After processing with SEVtras, the number of features decreased to 4542, while the number of cells increased to 192177. We have two questions: first, is this a normal phenomenon that could occur during the computation process? Second, can we extract the EVs determination information in the metadata of the newly generated Seurat object and transfer it to the initial Seurat object, 'testAB.integrated', so that we can retain the EVs information while also preserving the feature information?

RuiqiaoHe commented 2 weeks ago

Since I don't know the full picture of your data, I can only answer with what I assume to be the case.

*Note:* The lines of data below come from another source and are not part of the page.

Issue #2614, opened 2017-12-19
Remove superadmin controls from all parts of the app that are not the users page


nhaugo:

nhaugo:
Follow up story to #2613

russorat:
LGTM

Issue #2613, opened 2017-12-19
As a user I can see a global users page


nhaugo:
This should be

-  [x]  a tab in the chronograf admin page
- [x] only visible to superadmins
- [x] global config toggle for "super admin for new users" should be moved here
- [x] list all users and their orgs
- [x] allow super admins to assign a user to an org
- [x] allow super admins to assign super admin status to other users

-  [x]  allow super admins to remove a user from all orgs (delete user, but not blacklist)
- [x] Set default state of "All new users are super admin" to false

alexpaxton:
![chronograf-admin--all-users-v2](https://user-images.githubusercontent.com/2433762/34233486-8ec37560-e59a-11e7-9fea-e26f8034d591.png)

Here's my second pass at a mockup

- Moved `All new users are SuperAdmins` toggle to be in line with the `+ Add User` button
- In the right-most column there is a `Delete` button and a `Add to Organization` dropdown which only appear on hover
  - The `Add to Organization` dropdown should only list organizations the user is not already a part of (to prevent duplicate adds)
- When a user is added to an organization via the dropdown, a deletable "pill" appears in their respective `Organizations` column
  - Clicking the `X` on each pill removes that user from that organization
  - If a user is only part of one organization, the pill features no `X`, directing the SuperAdmin to remove the user via the `Delete` button. This way it is more clear what is going to happen should they take that action

UX things to experiment with:

- Clicking on an organization pill sets that organization as the current one, then takes the user to `Current Org Users` (should hypothetically behave and feel like a filter)
  - This way if the SuperAdmin wants to assign/modify roles within an org, this is a single click to get there
- `Add to Organization` could also work as a multiselect, allowing the SuperAdmin to add/remove the user from multiple organizations at once
  - Would it be clear what happens if they remove a user from all organizations?
- Do we need a warning message when a user is deleted?
  - Is it necessary to explain that the user is not blacklisted?

jaredscheib:
@nhaugo You cool with the above designs? If so I can get started on this.

nhaugo:
They look good to me

jaredscheib:
@nhaugo When a user is added to an organization, should they simply receive the default role for that organization? There is not an option for specifying the role in the current design.

nhaugo:
1) yes
2) yes

jaredscheib:
👍

jaredscheib:
[...]

Issue #2601, opened 2017-12-15
Admin without SuperAdmin status cannot create new users if `All New Users Are SuperAdmin` is enabled


jaredscheib:
This is a known issue and will be addressed after 1.4.0.

It's not clear what should be the behavior.

All New Users Are SuperAdmin was added so that the upgrade from pre-1.4.0 to 1.4.0 would be seamless – all users have all powers. This actually gives them additional powers, including now having the ability to lock everyone else out of the application, for example, since they have all of the powers of a SuperAdmin, which in a organization-less and individual user-less world, didn't exist. It's not clear what we should do.

Here are some options:
1. don't show individual user SuperAdmin toggles if SuperAdminNewUsers is enabled (partial solution; doesn't solve toggle case & users being created between the toggle time)

2. add conditional logic to allow Admins to create users even if toggle is on, and those users won't be SuperAdmin, but then arbitrary users who authenticate in will have more capabilities that someone who was added explicitly (full solution, but weird because arbitrary person who authenticates will have higher status than the Admin - i could pick a new email address and auth in and have a higher status than someone who's already using the app and is an Admin of an Organization)

3. whenever switch gets toggled, upgrade every user to superadmin (full solution; seems like a bad idea from a security standpoint)

4. lock the global config toggle off if it has been toggled off and there is more than one user (full solution; but this probably needs a way to be reversed)

1 & 4 prob need to be implemented together

5. change the setting to be "All users are SuperAdmins", which creates a bypass on the backend but doesn't mutate any users so that if it's switched back off, they're all back to what they were, and we add a global config option; maybe we add a more sophisticated confirmation scheme post-1.4.0 that requires multiple superadmins to confirm, but for 1.4.0 a simple confirmation dialogue is sufficient

6. if the setting is on, there is either 1) no creating users and no UsersPage, or 2) users but no roles, and everyone has un-demotable SuperAdmin status. this would need to be thought through further, but it seems promising. maybe it also couldn't be toggled back on, if it was ever toggled off.

nhaugo:
Lets remove "All new users are super users" toggle from the app and make the only behavior be as if this was set to off.
Then add two command line options for chronograf:
1) `--list-users` this will show a list of all users with their id
2) `--promote-user <user id>` this will promote the provided id to a super admin
Both of these will require that chronograf not be running since bolt will be locked, which is good. These cli options should only be needed if someone gets themselves into a bad state.

PR #2703, opened 2018-01-12
Add global users page for super admins

desa:
  - [x] Rebased/mergable
  - [x] Tests pass

Connect #2613
Connect #2614


jaredscheib:
known remaining todo:
- [ ] prevent Chronograf from flashing the app screen briefly with the cubeoctohedron when it doesn't have `links` – it didn't do this before the refactor of `links`.
- [ ] since a SuperAdmin who removes themselves from their current organization while on the `AllUsersPage` will be logged out with the message `You were removed from your current organization`, i think it's important to indicate such a user which organization is their current organization, such as by making the `Tag` for their current organization green like their user icon and username, and maybe displaying a ToolTip that tells them that if they remove themselves from their current organization, they'll be logged out. eventually, when SuperAdmin admin functions are extricated from the application being used in the context of sources, this won't matter, but for now we're logging out a SuperAdmin if they are removed from an organization.
- [ ] alternately to the above, maybe we disable this `Tag` specifically within the AllUsersPage? it's confusing to click the `X` on your current organization Tag and then to see no Tags, and not have that update except that it updates in the background upon the next request to /me by adding you to the current organization. (if you refresh the page, you'll see this.)
- [ ] explicitly state the action performed against a user within the success notification displayed when a user is either removed or added to an organization from the AllUsersPage, instead of using the current "Updated user" one.
- [ ] add tests for all three `LINKS_` reducers.
- [ ] filter out the user's current organizations from the Add to Organization dropdown.
- [ ] document these changes.
- [ ] note that we decided not to address https://github.com/influxdata/chronograf/issues/2601.

ebb-tide:
Resolve conflicts plz! :)

ui/src/admin/components/chronograf/AllUsersTable.js
```diff
@@ -0,0 +1,208 @@
...
+    this.props.onUpdateUserRoles(
+      user,
+      newRoles,
+      `${user.name} has been added to ${organization.name}`
+    )
+  }
+
+  handleRemoveFromOrganization = user => role => {
+    const newRoles = user.roles.filter(
+      r => r.organization !== role.organization // TODO: the organization upstream of this should use .id instead of .organization for this property
```
ebb-tide: Has this TODO been done?

ui/src/admin/components/chronograf/AllUsersTable.js
```diff
@@ -0,0 +1,208 @@
...
+                    <AllUsersTableRow
+                      user={user}
+                      key={uuid.v4()}
+                      organizations={organizations}
+                      onAddToOrganization={this.handleAddToOrganization}
+                      onRemoveFromOrganization={
+                        this.handleRemoveFromOrganization
+                      }
+                      onChangeSuperAdmin={this.handleChangeSuperAdmin}
+                      onDelete={this.handleDeleteUser}
```
ebb-tide: Is this equivalent to calling this.props.onDeleteUser directly?

ui/src/admin/components/chronograf/AllUsersTableRowNew.js
```diff
@@ -0,0 +1,182 @@
...
+          }
+        : {
+            id: newOrganization.id,
+            name: '*', // '*' causes the server to determine the current defaultRole of the selected organization
+          },
+    ]
+    this.setState({roles: newRoles})
+  }
+
+  handleKeyDown = e => {
```
ebb-tide: nice functionality!

ui/src/utils/ajax.js
```diff
@@ -36,46 +42,45 @@ const generateResponseWithLinks = (response, newLinks) => {
 
 const AJAX = async (
   {url, resource, id, method = 'GET', data = {}, params = {}, headers = {}},
-  excludeBasepath
+  {excludeBasepath} = {}
```
ebb-tide: excludeBasepath is a bool when it is set, should the default be a bool too?

ui/src/admin/components/chronograf/AllUsersTable.js
ischolten: We have decided to remove this TODO because roles are structured in such a way that they do not have IDs because they are nested under the User resource. We can revisit this if we ever establish roles as their own resource.

ui/src/admin/actions/chronograf.js
```diff
@@ -160,14 +159,19 @@ export const updateUserAsync = (user, updatedUser) => async dispatch => {
   }
 }
 
-export const deleteUserAsync = user => async dispatch => {
+export const deleteUserAsync = (
+  user,
+  {isAbsoluteDelete} = {}
```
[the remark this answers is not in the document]
ischolten: I think in this case isAbsoluteDelete is defaulting to null since its wrapped in object notation.

ui/src/admin/containers/chronograf/AllUsersPage.js
```diff
@@ -0,0 +1,148 @@
...
+      users,
+      authConfig,
+      actionsConfig,
+      links,
+      notify,
+    } = this.props
+    const {isLoading} = this.state
+
+    if (isLoading) {
+      return <AllUsersTableEmpty />
```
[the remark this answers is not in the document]
ischolten: We made the change and applied it also to the organizations table.

ui/src/utils/ajax.js
ischolten: see above

ischolten:
Addressed all PR feedback. Thanks for the review!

  1. The number of cells depends only on your input in parameter adata_cell of SEVtras.ESAI_calculator. So it won't increase. If you indicate the cell number in the output of SEVtras.sEV_recognizer (raw_SEVtras.h5ad), this is not the real cell in your analysis. I only control the total UMI in the file. As for the number of features, it can rise from different feature selection parameters between Seurat and Scanpy.
  2. It is ok to extract the sEV information in adata or Seurat object. You can just save them in the adata.obs and use the original data for other analysis.